Read the article here: https://doi.org/10.1152/jn.00568.2020

Friday Aug 20, 2021
Sodium sensitivity of KNa channels in mouse CA1 neurons
Friday Aug 20, 2021
Friday Aug 20, 2021
The Journal of Neurophysiology would like to dedicate the following podcast to Dr. Richard Gray. Dr. Gray passed away at the age of 68 on September 4, 2021.
How are potassium channels regulated? How ubiquitous are sodium-dependent potassium channels? In this podcast Editor-in-Chief Professor Nino Ramirez and authors Drs. Richard Gray and Daniel Johnston discuss their manuscript titled “Sodium sensitivity of KNa channels in mouse CA1 neurons.”. In this podcast, the authors discuss KNa channels in mouse hippocampal CA1 neurons. Excised inside-out patches showed the channels to be prevalent and active in most patches. Cell-attached recordings from intact neurons, however, showed little channel activity. Increasing cytoplasmic sodium in intact cells showed a small effect on channel activity compared to that seen in inside-out excised patches. Blockade of the Na+/K+ pump with ouabain, however, restored the activity of the channels to that seen in inside-out patches. The results emphasize the power of the Na+/K+ pump in maintaining a normally low concentration of intracellular Na+.

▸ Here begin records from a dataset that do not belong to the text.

Issue #4085, opened 2021-09-27
K3s docker image cannot be run on a cgroup v2 host


brandond:
Running Docker images on a cgroup v2 host fails:

`docker run -it --rm --privileged --name k3s-server-1 --hostname k3s-server-1 rancher/k3s:v1.22.2-k3s1 server`
```
E0927 22:36:42.258152       1 node_container_manager_linux.go:60] "Failed to create cgroup" err="cannot enter cgroupv2 \"/sys/fs/cgroup/kubepods\" with domain controllers -- it is in an invalid state" cgroupName=[kubepods]
E0927 22:36:42.258178       1 kubelet.go:1423] "Failed to start ContainerManager" err="cannot enter cgroupv2 \"/sys/fs/cgroup/kubepods\" with domain controllers -- it is in an invalid state"
W0927 22:36:42.258172       1 watcher.go:95] Error while processing event ("/sys/fs/cgroup/kubepods": 0x40000100 == IN_CREATE|IN_ISDIR): inotify_add_watch /sys/fs/cgroup/kubepods: no such file or directory
```

The same happens with v1.21.5. 

v1.20.11 throws a stack trace:
```
F0927 22:39:54.054203       1 kubelet.go:1367] Failed to start ContainerManager cannot enter cgroupv2 "/sys/fs/cgroup/kubepods" with domain controllers -- it is in an invalid state
INFO[2021-09-27T22:39:54.174703175Z] Starting /v1, Kind=Secret controller
goroutine 15054 [running]:
github.com/rancher/k3s/vendor/k8s.io/klog/v2.stacks(0xc000010001, 0xc000db6000, 0xb5, 0x24d)
	/go/src/github.com/rancher/k3s/vendor/k8s.io/klog/v2/klog.go:1026 +0xb9
github.com/rancher/k3s/vendor/k8s.io/klog/v2.(*loggingT).output(0x7273600, 0xc000000003, 0x0, 0x0, 0xc00fc10e00, 0x6f0112f, 0xa, 0x557, 0x0)
	/go/src/github.com/rancher/k3s/vendor/k8s.io/klog/v2/klog.go:975 +0x19b
github.com/rancher/k3s/vendor/k8s.io/klog/v2.(*loggingT).printf(0x7273600, 0xc000000003, 0x0, 0x0, 0x0, 0x0, 0x47bf96e, 0x23, 0xc0160d7a60, 0x1, ...)
[...]

PR #3237, opened 2021-04-27
Update Dockerfile to use Entrypoint Script to support Cgroupv2

iwilltry42:
#### Proposed Changes ####

Fixes usage of containerized k3s on cgroupv2 systems

#### Types of Changes ####

- Entrypoint script for image

#### Verification ####

- build the image
- run it on a system using cgroupv2 (`server`)
- if you don't see an error related to cgroups, then it's working

#### Linked Issues ####

- https://github.com/rancher/k3d/issues/493

#### Further Comments ####

- also used in DinD (Moby): https://github.com/moby/moby/commit/ed89041433a031cafc0a0f19cfe573c31688d377

Issue #2722, opened 2020-12-17
Zombie processes in k3s running through docker-compose


bestmike007:
**Environmental Info:**
K3s Version: 
k3s version v1.19.5+k3s1 (b11612e2)

Node(s) CPU architecture, OS, and Version: 
Linux dev 5.4.0-59-generic #65-Ubuntu SMP Thu Dec 10 12:01:51 UTC 2020 x86_64 x86_64 x86_64 GNU/Linux

Cluster Configuration:
Using docker-compose: https://github.com/k3s-io/k3s/blob/master/docker-compose.yml with the following bash script:
```bash
#!/bin/bash
export K3S_VERSION=v1.19.5-k3s1
export K3S_TOKEN=${RANDOM}${RANDOM}${RANDOM}
docker-compose up -d
```

**Describe the bug:**
When a pod is deleted, there will be a zombie process `containerd-shim`.

**Steps To Reproduce:**
- Use the cluster configuration above to bring up the k3s master and agent with docker-compose
- Wait until everything is up and running: `docker exec -it k3s_server_1 kubectl get all --all-namespaces`
- Scale a deployment, e.g. traefik, down to delete a pod: `docker exec -it k3s_server_1 kubectl -n kube-system scale deployment/traefik --replicas=0`
- There will be a zombie process until the k3s server/agent is restarted: `ps afx | less`: 
![image](https://user-images.githubusercontent.com/432106/102456914-de9ebf00-407c-11eb-84f3-9ea5f1f487b6.png)

**Expected behavior:**
Containers and processes are properly cleaned up.

**Actual behavior:**
There will be a zombie process until the k3s server/agent is restarted

**Additional context / logs:**
```bash
$ docker logs k3s_server_1
I1217 07:29:12.480960       1 event.go:291] "Event occurred" object="kube-system/traefik" kind="Deployment" apiVersion="apps/v1" type="Normal" reason="ScalingReplicaSet" message="Scaled up replica set traefik-5dd496474 to 1"
I1217 07:29:12.497188       1 controller.go:606] quota admission added evaluator for: daemonsets.apps
I1217 07:29:12.540312       1 event.go:291] "Event occurred" object="kube-system/traefik-5dd496474" kind="ReplicaSet" apiVersion="apps/v1" type="Normal" reason="SuccessfulCreate" message="Created pod: traefik-5dd496474-8q94j"
[...]

PR #3242, opened 2021-04-28
cgroup: move proccesses from root group to new /init group

iwilltry42:
#### Proposed Changes ####

If there are processes running in the root cgroup on a cgroupv2 enabled system, move them to a new `/init` group and enable subtree_control.
For further info, see the discussion and links in the previous PR: https://github.com/k3s-io/k3s/pull/3237

#### Types of Changes ####

Fix for cgroupv2 support.

#### Verification ####

Run on a cgroupv2 enabled system

#### Linked Issues ####

- rancher/k3d#493
- https://github.com/k3s-io/k3s/pull/3237
- https://github.com/moby/moby/commit/ed89041433a031cafc0a0f19cfe573c31688d377

#### Further Comments ####

This is my first time touching cgroups in Go code and reading/writing that part of the k3s code, so there may be some things that could be done different.
The way it's written now, it should only have an effect if there are processes running under the root cgroup.

PR #4086, opened 2021-09-27
Properly handle operation as init process

brandond:
#### Proposed Changes ####

Properly handle operation as init process. This includes both vacating the root cgroup on cgroupv2 systems, and reaping child processes since containerd doesn't clean up after its own shims.

This is a Go adaptation of the behavior proposed in #3237; we rejected doing this in shell and K3d has been using a workaround ever since.

#### Types of Changes ####

bugfix

#### Verification ####

* Run K3s in Docker on a system with cgroup v2; note that it works
* Note that there are no `<defunct>` processes inside the Docker container

#### Linked Issues ####

* #4085
* #2722 

#### User-Facing Change ####
```release-note
The K3s docker image now works on cgroup v2 systems, and properly reaps terminated containerd shim processes.
```

### DIFF
--- a/pkg/cli/agent/agent.go
+++ b/pkg/cli/agent/agent.go
@@ -23,9 +23,16 @@ func Run(ctx *cli.Context) error {
 	// database credentials or other secrets.
 	gspt.SetProcTitle(os.Args[0] + " agent")
 
+	// Do init stuff if pid 1.
+	// This must be done before InitLogging as that may reexec in order to capture log output
+	if err := cmds.HandleInit(); err != nil {
+		return err
+	}
+
 	if err := cmds.InitLogging(); err != nil {
 		return err
 	}
+
 	if os.Getuid() != 0 && runtime.GOOS != "windows" {
 		return fmt.Errorf("agent must be ran as root")
 	}
--- a/pkg/cli/cmds/init_default.go
+++ b/pkg/cli/cmds/init_default.go
@@ -1,0 +1,7 @@
+// +build !linux !cgo
+
+package cmds
+
+func HandleInit() error {
+	return nil
+}
--- a/pkg/cli/cmds/init_linux.go
+++ b/pkg/cli/cmds/init_linux.go
@@ -1,0 +1,83 @@
+// +build linux,cgo
+
+package cmds
+
+import (
+	"os"
+	"os/signal"
+	"syscall"
+
+	"github.com/erikdubbelboer/gspt"
+	"github.com/pkg/errors"
+	"github.com/rancher/k3s/pkg/version"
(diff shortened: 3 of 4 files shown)


dereknola (approved):

manuelbuil (approved):

iwilltry42:
So does this supersede https://github.com/k3s-io/k3s/pull/3242 ?

brandond:
@iwilltry42 I believe so yes. It doesn't do everything that your PR did but it doesn't appear to be necessary to get things working?

iwilltry42:
@brandond I'm not sure.. I think the evacuation is the most important bit and that's the same in both.
I think you just put it in a different spot and I changed some other cgroup related things with it back then.
I guess the codebase also changed quite a bit since then.
If it works with your changes in k3d with the entrypoint disabled, then I'm happy already 😁

brandond:
Is there an easy way to test k3d without the entrypoint?

iwilltry42:
Not 100% sure right now (on my phone) but using `export K3D_FIX_CGROUPV2=0` should work

brandond:
No, it doesn't work with K3D_FIX_CGROUPV2=0 because `/sbin/docker-init` is pid 1. The K3s containers need to be started without --init for our fix to take effect; is there a way to do that?

iwilltry42:
Yeah, it's hardcoded right now, but I can add an env var switch for that, if needed and drop it in the next v5 pre-release?

AkihiroSuda:
This commit seems to have broken rootless mode
https://github.com/k3s-io/k3s/runs/3726354551

brandond:
I believe it's been failing since before that commit. I can run rootless locally so I think it's something with the CI configuration. Unfortunately the cgroup v2 tests don't output any logs and I'm not sure how to execute them locally so it's been difficult to troubleshoot.

AkihiroSuda:
Looking at https://github.com/k3s-io/k3s/commits/master , the CI was green ✅  for the previous commit (“ set transport to skip verify if se skip flag passed ”)

brandond:
Ah, indeed. Looks like it is legit just broken:
```
INFO[0000] Acquiring lock file /var/lib/repos/k3s/data/.lock
INFO[0000] Preparing data dir /var/lib/repos/k3s/data/ffe439099bcec803a4a982d914444fc964d4e58050884e9ab0015ae0fe8956ad
FATA[0000] failed to evacuate root cgroup: mkdir /sys/fs/cgroup/init.scope/init: permission denied
```
Do you have a suggestion as to how we could better surface errors from the rootless cgroup v2 CI? It has a history of flaking so I do not personally look too closely at the results.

Sodium sensitivity of KNa channels in mouse CA1 neurons
Volume 125Issue 5 May 2021 DOI: 10.1152/jn.00064.2021
#neuroscience #JNPPodcastSeries

Monday Jul 12, 2021
Monday Jul 12, 2021
Auditory and visual information are processed differently by the brain, especially when it comes to space. In vision, the retina senses the locations of images with respect to where the eyes are pointing. In hearing, the cues our brains use to localize sound tell us where the sound is positioned with respect to the head and ears. How then do we perceive space as unified? In particular, how do our brains compensate for eye movements that constantly shift the relationship of the visual and auditory scenes?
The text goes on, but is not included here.